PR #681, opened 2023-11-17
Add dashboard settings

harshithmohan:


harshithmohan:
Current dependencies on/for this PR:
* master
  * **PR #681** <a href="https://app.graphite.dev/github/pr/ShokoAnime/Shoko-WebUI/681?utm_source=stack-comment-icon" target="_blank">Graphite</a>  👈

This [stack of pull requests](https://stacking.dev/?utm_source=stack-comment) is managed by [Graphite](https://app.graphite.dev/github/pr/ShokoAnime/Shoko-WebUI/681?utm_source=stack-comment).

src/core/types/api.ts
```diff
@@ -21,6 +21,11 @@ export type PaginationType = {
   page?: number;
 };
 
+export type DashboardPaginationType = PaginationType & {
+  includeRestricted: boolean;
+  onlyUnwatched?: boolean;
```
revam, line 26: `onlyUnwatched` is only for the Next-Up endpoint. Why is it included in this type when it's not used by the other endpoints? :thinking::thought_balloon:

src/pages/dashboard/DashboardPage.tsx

Work instructions: Look through the listing above and copy each line with the word "comment" in it.

Answer for this exercise:
  * **PR #681** <a href="https://app.graphite.dev/github/pr/ShokoAnime/Shoko-WebUI/681?utm_source=stack-comment-icon" target="_blank">Graphite</a>  👈
This [stack of pull requests](https://stacking.dev/?utm_source=stack-comment) is managed by [Graphite](https://app.graphite.dev/github/pr/ShokoAnime/Shoko-WebUI/681?utm_source=stack-comment).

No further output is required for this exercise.